**Material for the task**
PR #171, opened 2018-12-12
Config to use HTTP instead of FTP

### LINKED ISSUE #168: TST: Fix compatibility issues with pytest 4.0.1
`pytest` 4.0.1 emits some new warnings, which is causing tests to fail in both Travis and Appveyor. Have to fix them, or if impossible, ignore those warnings.

pllim:
Fix #168 in the process. Goal: Get badges to be green again.


pllim:
I am so tempted to talk to myself here because no one else is going to review this.

PR #184, opened 2019-03-25
EXP: See why astropy dev fails

pllim:
Travis CI did not kick off over at #183, so trying my luck in a new PR.


pllim:
I switched to Azure, so I have no motivation to pursue this.

PR #185, opened 2019-03-31
Remove Python 2 support, misc clean-ups

### LINKED ISSUE #131: Drop Python 2 support
To be consistent with Astropy dev and v3.0 release later this year. Since this package is not very widely used yet, I don't see any problem with this.

pllim:
Fix #131 , plus other clean-ups.


pllim:
Oh yeahhhh

PR #190, opened 2019-05-13
[WIP] Azure CI 

### LINKED ISSUE #181: TST: Move to Azure
With the move to Azure, both Travis and Appveyor can be retired, reducing maintenance effort in the long run.

Also need to add a doc build check. How is it not already in CI?!

pllim:
Xref #181

### DIFF
--- a/azure-pipelines.yml
+++ b/azure-pipelines.yml
@@ -7,7 +7,7 @@ trigger:
 - master
 
 jobs:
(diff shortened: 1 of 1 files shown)


pllim:
@jhunkeler , Azure is not running. Is there something you need to enable as org admin for `spacetelescope`? 🙏

PR #370, opened 2024-01-05
MNT: upgrade upload/download-artifact GitHub actions

neutrinoceros:
### Description

Hi, version 4 of upload-artifact and download-artifact were recently released.
Staying on old version is not viable long term because GitHub will sooner or later drop support for the old versions of node that these depend on.
Since migration to v4 is not as straightfoward as bumping the version number, I'm helping all astropy-related packages byt manually performing the necessary changes.

### DIFF
--- a/.github/workflows/publish-to-pypi.yml
+++ b/.github/workflows/publish-to-pypi.yml
@@ -55,14 +55,9 @@ jobs:
         path: ./wheelhouse/*.whl
 
   build_dist:
-    name: Source dist and publish
+    name: Source dist
     runs-on: ubuntu-latest
-    needs: build_wheels
-    environment:
-      name: release
-      url: https://pypi.org/p/synphot
-    permissions:
-      id-token: write  # IMPORTANT: mandatory for trusted publishing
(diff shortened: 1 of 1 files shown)


pllim:
Hello! It looks like I did not configure the publish workflow to ever run for a PR. Maybe let me fix that and then you can rebase, so we know it works before merge? Thanks for your patience!

neutrinoceros:
sure, by all means !

neutrinoceros:
@pllim thanks for updating this branch. I think the failure is unrelated, can you re-trigger the job ?

pllim:
@neutrinoceros , they didn't fail. I cancelled them because I realized I needed to enable artifact upload/download also for non-release events. I am still debating with myself whether I should disable them again after it is proven or not.

pllim:
Ah... I mixed the release env stuff into dist build job too. I need to ponder this.

pllim (approved):
Thanks! I added a commit to clean up my own tech debt. I think this is GTG now.

pllim:
Also, yes, I thought about migrating to OpenAstronomy template but resisted because I got the Trusted Publishing already set up here and that does not play well with templating (yet).

PR #373, opened 2024-02-08
update actions version

zacharyburnett:
### Description

This pull request is to address ...

Fixes #<Issue Number>

### DIFF
--- a/.github/workflows/ci_workflows.yml
+++ b/.github/workflows/ci_workflows.yml
@@ -21,7 +21,7 @@ jobs:
     runs-on: ubuntu-latest
     steps:
     - name: Check base branch
-      uses: actions/github-script@v6
+      uses: actions/github-script@v7
       if: github.event_name == 'pull_request'
       with:
         script: |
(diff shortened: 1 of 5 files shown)


pllim:
What would be more future-proof is to instead submit a PR with `dependabot.yml` and let the bot do all the upgrades. Are you willing to do that? Thanks!

.github/workflows/ci_workflows.yml
```diff
@@ -21,7 +21,7 @@ jobs:
     runs-on: ubuntu-latest
     steps:
     - name: Check base branch
-      uses: actions/github-script@v6
+      uses: actions/github-script@v7
```
pllim, line 24: I don't remember if github-script from v6 to v7 requires also other updates to go with it. You might have to check the change log.

zacharyburnett:
> What would be more future-proof is to instead submit a PR with `dependabot.yml` and let the bot do all the upgrades. Are you willing to do that? Thanks!

Yes I think that's a great idea. I'll write up a PR

pllim:
Thanks! I will close this without merge then so we can test to see if the bot works when it exists.

pllim:
xref #377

**What you should do**
Line count for the word "long": state how many lines of the listing hold it, and give only that number.

**Exercise answer**
2